[Collected data entries]

PR #519, opened 2017-03-17
Adding a funciton for flushing wp_old_slug_redirect_cache on post_update

david-binda:
In case a post_name is changed and item is published, we should flush all previous wp_old_slug_redirect cache in order to prevent possible redirect loops.


mjangda:
@sboisvert Did you deploy this? If so, can you please add the Deployed label and commit number?

sboisvert:
By deployed do we mean to wpcom? If so,  yes and r286292. I'll wait for you to confirm before putting the deployed label.

mjangda:
I mean to the VIP Go deploy repo :)

sboisvert:
Ah then no, I can do that Monday (not sure how yet)

mjangda:
r90510-deploy

PR #520, opened 2017-03-17
Run phpcs on Travis

joshbetz:
Initial effort to start enforcing PHPCS. The thresholds (`--error-severity`, `--warning-severity`) are currently set such that all existing code passes. I think we'd eventually want to dial these down until we're flagging all errors, at least.

The phpcbf target will do some automated fixing and you can also configure your editor to run phpcbf automatically, though probably after we get the existing errors fixed.

### DIFF
--- a/Makefile
+++ b/Makefile
@@ -15,7 +15,7 @@ phpcs:
 	test -d /tmp/phpcs || git clone -b master --depth 1 https://github.com/squizlabs/PHP_CodeSniffer.git /tmp/phpcs
 	test -d /tmp/wpcs || git clone -b master --depth 1 https://github.com/WordPress-Coding-Standards/WordPress-Coding-Standards.git /tmp/wpcs
 	/tmp/phpcs/scripts/phpcs --config-set installed_paths /tmp/wpcs
-	/tmp/phpcs/scripts/phpcs -p . --standard=WordPress --extensions=php --error-severity=6 --warning-severity=8 --ignore=shared-plugins/*,advanced-post-cache/*,cron-control/*,debug-bar-cron/*,cron-control/*,jetpack/*,vaultpress/*,debug-bar/*,akismet/*,http-concat/*,query-monitor/*,rewrite-rules-inspector/*,vip-dashboard/*,vip-support/*,wp-cron-control/*,wordpress-importer/*
+	/tmp/phpcs/scripts/phpcs -p . --standard=WordPress --extensions=php --runtime-set ignore_warnings_on_exit true --ignore=shared-plugins/*,advanced-post-cache/*,cron-control/*,debug-bar-cron/*,cron-control/*,jetpack/*,vaultpress/*,debug-bar/*,akismet/*,http-concat/*,query-monitor/*,rewrite-rules-inspector/*,vip-dashboard/*,vip-support/*,wp-cron-control/*,wordpress-importer/*
 
 phpcbf:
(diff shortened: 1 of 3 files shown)


Makefile
```diff
@@ -10,3 +10,15 @@ phpunit:
...
+	/tmp/phpcs/scripts/phpcs --config-set installed_paths /tmp/wpcs
+	/tmp/phpcs/scripts/phpcs -p . --standard=WordPress --extensions=php --error-severity=6 --warning-severity=8 --ignore=shared-plugins/*,advanced-post-cache/*,cron-control/*,debug-bar-cron/*,cron-control/*,jetpack/*,vaultpress/*,debug-bar/*,akismet/*,http-concat/*,query-monitor/*,rewrite-rules-inspector/*,vip-dashboard/*,vip-support/*,wp-cron-control/*,wordpress-importer/*
+
+phpcbf:
+	test -d /tmp/phpcs || git clone -b master --depth 1 https://github.com/squizlabs/PHP_CodeSniffer.git /tmp/phpcs
+	test -d /tmp/wpcs || git clone -b master --depth 1 https://github.com/WordPress-Coding-Standards/WordPress-Coding-Standards.git /tmp/wpcs
+	/tmp/phpcs/scripts/phpcs --config-set installed_paths /tmp/wpcs
+	/tmp/phpcs/scripts/phpcbf -p . --standard=WordPress --extensions=php --ignore=shared-plugins/*,advanced-post-cache/*,cron-control/*,debug-bar-cron/*,cron-control/*,jetpack/*,vaultpress/*,debug-bar/*,akismet/*,http-concat/*,query-monitor/*,rewrite-rules-inspector/*,vip-dashboard/*,vip-support/*,wp-cron-control/*,wordpress-importer/*
```
nickdaugherty: What do you think about moving this config into a `phpcs.xml` file to make it more readable and accessible?

https://github.com/squizlabs/PHP_CodeSniffer/wiki/Advanced-Usage#using-a-default-configuration-file

joshbetz: Probably a good idea. I didn't realize we'd need to skip so many directories when I started.

simonwheatley:
@davidbinovec is maintaining a set of rules for VIP, which we might prefer here.

joshbetz:
Oh yeah, I switched to the WordPress-VIP standard, but forgot to push.

Makefile
joshbetz: It's unclear to me if we can use a phpcs.xml file with the WordPress-VIP standard.

> If you run PHP_CodeSniffer without specifying a coding standard, PHP_CodeSniffer will look in the current directory, and all parent directories, for a file called either phpcs.xml or phpcs.xml.dist.

mjangda:
👎 as-is.

Either we should go through files and fix errors before we merge this or make CI not fail (i.e. only show a warning) when PHPCS errors are found. It will be much harder to catch actual test failures with this enabled as-is.

joshbetz:
> Either we should go through files and fix errors before we merge this or make CI not fail

Agree. My plan was to go through and fix things, but I wanted to make sure we're not scanning things that aren't specific to VIP Go in the first batch (hence the big list of excludes and #537). Then I'd run phpcbf to automatically fix a bunch of this. And finally, manually fix whatever is left.

simonwheatley:
We have a tool to scan only the diffs, but it only works with SVN right now. There is an outstanding to do to have it work with git too:

https://github.com/Automattic/phpcs-diff

/cc @david-binda

mjangda:
We can probably pick this up again after #711 lands. Although, I find many of the Coding Standards checks to be too strict so would prefer to not have them be merge-blocking (at least to start).

PR #522, opened 2017-03-19
Force disable dev mode for Photon

mjangda:
When using Jetpack Photon with Jetpack dev mode enabled, we end up with full size images everywhere enabled because jetpack_photon_url is short-circuited.

By force disabling dev mode for Photon, we can work around this.

### DIFF
--- a/a8c-files.php
+++ b/a8c-files.php
@@ -68,6 +68,10 @@ class A8C_Files {
 			return home_url();
 		} );
 
+		// If Jetpack dev mode is enabled, jetpack_photon_url is short-circuited.
+		// This results in all images being full size (which is not ideal)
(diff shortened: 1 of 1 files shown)


joshbetz:
Are you seeing jetpack dev mode enabled in production? I would think if JETPACK_DEV_DEBUG is set, it would typically be a local environment where we can't resize images with the Go files services anyway?

mjangda:
Yeah, ideally, no production site should have `JETPACK_DEV_DEBUG` on. But, there was a site in a pre-launch state that had it enabled and ran into this bug so I figured this workaround made sense. The a8c-files code only runs on Go servers right now anyway so not too worried about local environments.

We probably should have some other check/process watching for `JETPACK_DEV_DEBUG` in prod though.

mjangda:
r90350-deploy

PR #523, opened 2017-03-21
Fallback to Go image_downsize for is_admin

mjangda:
Continued from #515

Jetpack Photon's filters aren't currently supported for the Dashboard so all images end up full size since we don't allow intermediate sizes (and there is nothing else dynamically resizing them).

Until Jetpack allows using Photon in the admin (https://github.com/Automattic/jetpack/pull/6702), we can just fallback to Go's image downsize behaviour.

### DIFF
--- a/a8c-files.php
+++ b/a8c-files.php
@@ -47,17 +47,9 @@ class A8C_Files {
 		// This will be phased out and become the default eventually.
 		$use_jetpack_photon = $this->use_jetpack_photon();
 		if ( $use_jetpack_photon ) {
-			// The files service has Photon capabilities, but is served from the same domain.
-			// Force Jetpack to use it instead of the default Photon domains (`i*.wp.com`).
-			add_filter( 'jetpack_photon_domain', function() {
-				return home_url();
-			} );
-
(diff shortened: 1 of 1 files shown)


a8c-files.php
```diff
@@ -69,7 +61,37 @@ function __construct() {
...
 
-	function use_jetpack_photon() {
+	private function init_jetpack_photon_filters() {
+		// The files service has Photon capabilities, but is served from the same domain.
+		// Force Jetpack to use it instead of the default Photon domains (`i*.wp.com`).
+		add_filter( 'jetpack_photon_domain', function() {
+			return home_url();
+		} );
+
+		// The sizes metadata is not used and mostly useless on Go so let's strip it out.
```
ethitter: Does unsetting it, versus setting it to an empty array, have any consequences? It'll surely break `srcset` support, which was likely broken to begin with given the uselessness of the data.

mjangda: Yeah, the data is pretty much useless right now and I think empty array probably makes more sense. Would probably help fix the issue I ran into writing the script in #524 :)

mjangda:
r90335-deploy

PR #524, opened 2017-03-21
Add wp-cli command to remove `sizes` metadata

mjangda:
The data is not very useful on Go sites since all intermediate images are dynamically generated.

Related #515 and #523 (although this conflicts/breaks with the `wp_get_attachment_metadata` filter in the latter).


mjangda:
Not needed right now.

PR #525, opened 2017-03-21
Add function to remove core's meta_key INDEX

mjangda:
dbDelta does not drop indexes so we need to do it manually.

TODO: 
- [ ] Find a way to automagically call this after `dbDelta`

Related #445


joshbetz:
Do we need to be worried about calling it automatically in the case that the meta_key index doesn't exist?

mjangda:
Closing; we need to remove the index from the schema itself otherwise dbDelta ends up restoring it.

PR #530, opened 2017-03-24
Disable update checks as they're a waste of cron tasks

ethitter:
There's no need to schedule update checks, since we don't support updates through the dashboard, nor is the updates UI accessible.


mjangda:
We chatted about this before and kept them in because they also send useful stats to .org around versions and plugin usage.

ethitter:
I'm conflicted. I understand the desire to report, but the `wp_version_check` is probably the only useful one of the three. Most sites use a custom theme, and while some of their plugins are available on W.org, most are either custom or a fork. That all said, it's probably not worth reimplementing the Core check to bypass the other two.

This arose while working on Cron Control, and thinking about prioritizing client events over other things. Since that plugin already curates the event list, I can handle this there.

PR #531, opened 2017-03-24
Customize install defaults

ethitter:
* Stop creating the default post, comment, and page
* Allow other code to initialize itself during install

The `function_exists` check is a necessary quirk of Core. Without it, our `wp_install_defaults()` runs during install, but then causes a "cannot redeclare" fatal error once WP is installed.

Also worth noting that the contents of `wpcom_vip_install_defaults_from_core()`, with the exception of the `// Multisite love` line, are verbatim from Core's `wp_install_defaults()`. Hence the curiosities like `global_terms_enabled()`.

### DIFF
--- a/wp-install-defaults.php
+++ b/wp-install-defaults.php
@@ -4,17 +4,60 @@
  * Description: Set default values during install
  */
 
+if ( ! function_exists( 'wp_install_defaults' ) ) :
 /**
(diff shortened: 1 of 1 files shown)


ethitter:
In hindsight, this is unnecessary and introduces more duplication from Core, which we should forego.

PR #532, opened 2017-03-24
Fix vip plugins

pkevan:
Adds commands from WP.com for managing shared plugins via CLI


mjangda:
Nice. Is the `get_vip_plugins` method the only changed bit between here and WP.com? If so, we can add a filter which could simplify syncing (like you had noted).

pkevan:
Yes, apart from the removal of methods to get all plugins details by blog stickers, but a filter would still make this better.

mjangda:
r94216-deploy

PR #533, opened 2017-03-24
two-factor: Handle when contributor doesn't exist

mjangda:
Just use a hard-coded set of caps instead.


joshbetz:
We can probably wait to deploy this with #534

joshbetz:
r90763-deploy

PR #534, opened 2017-03-24
Two Factor: Only filter map_meta_cap for logged in users

joshbetz:
Otherwise we do many checks for whether the current user has two factor
enabled that are unnecessary.

### DIFF
--- a/two-factor.php
+++ b/two-factor.php
@@ -49,9 +49,7 @@ function wpcom_vip_force_two_factor() {
 	return apply_filters( 'wpcom_vip_force_two_factor', false );
 }
 
-function wpcom_vip_load_two_factor_plugin() {
-	wpcom_vip_load_plugin( 'two-factor' );
-
+function wpcom_vip_enforce_two_factor_plugin() {
 	if ( is_user_logged_in() ) {
 		add_action( 'admin_notices', 'wpcom_vip_two_factor_admin_notice' );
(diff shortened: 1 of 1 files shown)


two-factor.php
```diff
@@ -52,8 +52,10 @@ function wpcom_vip_force_two_factor() {
 function wpcom_vip_load_two_factor_plugin() {
 	wpcom_vip_load_plugin( 'two-factor' );
 
-	add_action( 'admin_notices', 'wpcom_vip_two_factor_admin_notice' );
-	add_filter( 'map_meta_cap', 'wpcom_vip_two_factor_filter_caps' );
+	if ( get_current_user_id() > 0 ) {
```
mjangda: `is_user_logged_in()`?

two-factor.php
```diff
@@ -70,7 +72,7 @@ function wpcom_enable_two_factor_plugin() {
 		wpcom_vip_load_two_factor_plugin();
 	}
 }
-add_action( 'setup_theme', 'wpcom_enable_two_factor_plugin' );
+add_action( 'set_current_user', 'wpcom_enable_two_factor_plugin' );
```
mjangda: Should we load the plugin on `plugins_loaded` and then delay adding the notice/filter caps until `set_current_user`? Feels that that would avoid any potential load order issues?

joshbetz:
r98392-deploy

PR #817, opened 2018-01-09
Migration: Cleanup: Purge page cache

joshbetz:
Purge the page cache after data syncs.


mjangda:
Going to close this; hasn't been a huge problem so far. Can revisit later it needed.

PR #819, opened 2018-01-09
Bump JP Version number in mu-plugin file

nickdaugherty:
Forgot to bump the version here to match what’s in the JP submodule


joshbetz:
r103814-deploy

■ **Exercise details**:
Find every line in the records above that contains the word "automatically", and copy each one.

■ **Expected answer**:
The phpcbf target will do some automated fixing and you can also configure your editor to run phpcbf automatically, though probably after we get the existing errors fixed.
Agree. My plan was to go through and fix things, but I wanted to make sure we're not scanning things that aren't specific to VIP Go in the first batch (hence the big list of excludes and #537). Then I'd run phpcbf to automatically fix a bunch of this. And finally, manually fix whatever is left.
Do we need to be worried about calling it automatically in the case that the meta_key index doesn't exist?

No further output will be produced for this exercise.